The Uyghur Forced Labor Prevention Act (UFLPA) was signed into law in December 2021 to address the use of forced labor in Xinjiang, China. It establishes a rebuttable presumption that the importation of any goods, wares, articles, and merchandise mined, produced, or manufactured wholly or in part in Xinjiang, or produced by entities on the UFLPA Entity List, is prohibited.

Here is what companies need to know to ensure compliance with UFLPA import and supply chain requirements:

  • The UFLPA’s import prohibition went into force on June 21, 2022, and applies to all suppliers and steps in the supply chains of products entering the U.S., from raw materials to finished products.

  • There is no de minimis exception for products with small or minor inputs/raw materials from Xinjiang.

  • In terms of enforcement priorities, U.S. Customs and Border Protection (CBP) is employing a dynamic risk-based approach that prioritizes the highest-risk goods based on CBP’s current data and intelligence. Currently, the highest-risk goods include those imported directly from Xinjiang into the U.S. and from entities on the UFLPA Entity List.

  • High-priority sectors for enforcement include tomatoes, agricultural goods, cotton, textiles, apparel, chemicals, polysilicon, and silica-based products, including the raw materials used to make aluminum alloys, silicones, and polysilicon. CBP has also ramped up detentions of electronics, footwear, and various industrial/manufacturing materials under the UFLPA.

  • In terms of enforcement, if CBP suspects a shipment contains Xinjiang-origin inputs based on the data and intelligence available to it, CBP will detain the shipment and inform the importer, at which point the importer will have the opportunity to export the merchandise or try to get it cleared and released into the U.S. by rebutting the presumption of forced labor or demonstrating that the supply chain does not involve Xinjiang or any parties on the UFLPA Entity List.

  • To rebut the presumption of forced labor and have the merchandise released into the U.S., an importer must:

    • Demonstrate by clear and convincing evidence that the goods in question were not produced wholly or in part by forced labor.
    • Fully respond to all CBP requests for information about the goods under CBP review.
    • Demonstrate that it has fully complied with the government’s UFLPA compliance guidance.

  • The importer has 30 days from the day the merchandise is presented to CBP for examination at the U.S. port of entry to provide all the information necessary and answer all CBP questions in an effort to obtain an exception (or prove that there is no connection whatsoever between the supply chain in question and Xinjiang or parties on the UFLPA Entity List, in which case the UFLPA would not apply).

  • Importantly, as a threshold matter, importers must comply with the government’s UFLPA compliance guidance in order to be eligible for an exception to the rebuttable presumption.

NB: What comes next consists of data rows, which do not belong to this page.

PR #13516, opened 2025-01-16
fix: use correct paper format units

### LINKED ISSUE #13515: [Bug]: PDF page format is seemingly defined in centimetres

```TypeScript

async function main() {
	const browser = await puppeteer.launch({browser: 'firefox'})
	await page.goto('https://news.ycombinator.com', {
		waitUntil: 'networkidle2',
	})
	// Saves the PDF to hn.pdf.
	await page.pdf({path:'hn.pdf', format: 'a4', printBackground: true})
	// await page.pdf({path:'hn.pdf', format: 'legal', printBackground: true})

	await browser.close()
}

main().catch(e => console.error(e))
```

### Background

I want to define the PDF page format to A4, however, the output was quite small. Then, I noticed the similarity between the numbers in millimetres and inches: the [`PageFormat`](https://pptr.dev/api/puppeteer.paperformat#remarks) seems to be defined in centimetres, however, with values (numbers) from sizes in inches!

| Format | Inches             | Centimetres      | Actual size in cm |
|:-------|:-------------------|:-----------------|-------------------|
| A4     | 8.2677" × 11.6929" | 21 × 29.7 cm     | 8.29 × 11.71 cm   |
| Legal  | 8.5" × 14"         | 21.59 × 25.56 cm | 8.5 × 14.01 cm    |

Note the similarity between the values in inches and actual size in centimeters.

Below are screenshots from Firefox PDF viewer from where I got the actual sizes (note the sizes in the screenshots are in millimetres).

A4

Legal

### Expectation

PDF page format should be correctly defined as per the documentation.

### Reality

PAGE page format size is in different units from the size number.

```TypeScript
I installed Firefox using `npx puppeteer browsers install firefox`, otherwise no configuration file used.
```

### Puppeteer version

24.1.0

### Node version

22.13.0

### Package manager

npm

### Package manager version

10.9.2

### Operating system

Linux

tukusejssirs:
When format is set, we didn't convert the internal values (in inches) to the expected measuring system, for Firefox and WebDriver BiDi the expected unit is centimeters, but we were providing the value in inches.

Now, all supported paper format have defined sizes in both centimeters and inches and when PDF options are parsed, we will returned size of the selected format in provided unit.

Fix #13515

### DIFF
--- a/packages/puppeteer-core/src/common/PDFOptions.ts
+++ b/packages/puppeteer-core/src/common/PDFOptions.ts
@@ -37,27 +37,27 @@ export type LowerCasePaperFormat =
  *
  * The sizes of each format are as follows:
  *
- * - `Letter`: 8.5in x 11in
+ * - `Letter`: 8.5in x 11in / 21.59cm x 27.94cm
  *
- * - `Legal`: 8.5in x 14in
+ * - `Legal`: 8.5in x 14in / 21.59cm x 35.56cm
  *
- * - `Tabloid`: 11in x 17in
+ * - `Tabloid`: 11in x 17in / 27.94cm x 43.18cm
  *
- * - `Ledger`: 17in x 11in
+ * - `Ledger`: 17in x 11in / 43.18cm x 27.94cm
  *
- * - `A0`: 33.1102in x 46.811in
+ * - `A0`: 33.1102in x 46.811in / 84.1cm x 118.9cm
  *
- * - `A1`: 23.3858in x 33.1102in
+ * - `A1`: 23.3858in x 33.1102in / 59.4cm x 84.1cm
  *
- * - `A2`: 16.5354in x 23.3858in
+ * - `A2`: 16.5354in x 23.3858in / 42cm x 59.4cm
  *
- * - `A3`: 11.6929in x 16.5354in
+ * - `A3`: 11.6929in x 16.5354in / 29.7cm x 42cm
  *
- * - `A4`: 8.2677in x 11.6929in
+ * - `A4`: 8.2677in x 11.6929in / 21cm x 29.7cm
  *
- * - `A5`: 5.8268in x 8.2677in
+ * - `A5`: 5.8268in x 8.2677in / 14.8cm x 21cm
  *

  • In order for an importer to demonstrate that it has fully complied with the government’s UFLPA compliance guidance, the importer is expected to conduct thorough supply chain due diligence and institute reliable measures to ensure goods imported into the U.S. are not produced wholly or in part with forced labor (including convict labor, indentured labor, and indentured child labor). More specifically, such due diligence includes tracing supply chains, identifying and communicating with supply chain partners and stakeholders, assessing risks, creating and disseminating a code of conduct, training agents and employees, monitoring compliance, remediating violations, and conducting independent reviews.

  • Any exception that CBP grants to the rebuttable presumption must be reported to Congress, so the level of evidence that will be required to overcome the rebuttable presumption, namely “clear and convincing” evidence, is very high. No U.S. importer has successfully rebutted this presumption to date.

  • To satisfy the “clear and convincing” evidentiary standard, an importer must:

    • Provide evidence mapping the entire supply chain, all entities involved, and all transport along the supply chain.
    • With respect to the entities in the supply chain subject to the UFLPA, provide lists of all workers, whether they are from Xinjiang and their residency status, hours worked and daily production output, and how and to whom wages are paid, as well as evidence that none of the workers were recruited/transferred by the Chinese government or entities on the UFLPA Entity List and that every worker from Xinjiang is working voluntarily without menace or threat of penalty.

  • In order to prove that goods and their inputs are sourced completely from outside Xinjiang and have no connection to the UFLPA Entity List (in which case the UFLPA would not apply), an importer must:

    • Trace and document the complete supply chain and be able to provide CBP with detailed descriptions of all the steps of the chain from raw materials to finished product, all the entities involved in these steps, and the roles and relationships of all the entities involved.
    • Provide evidence of the origin of each input of the finished good, using unique identifiers to track inputs where possible.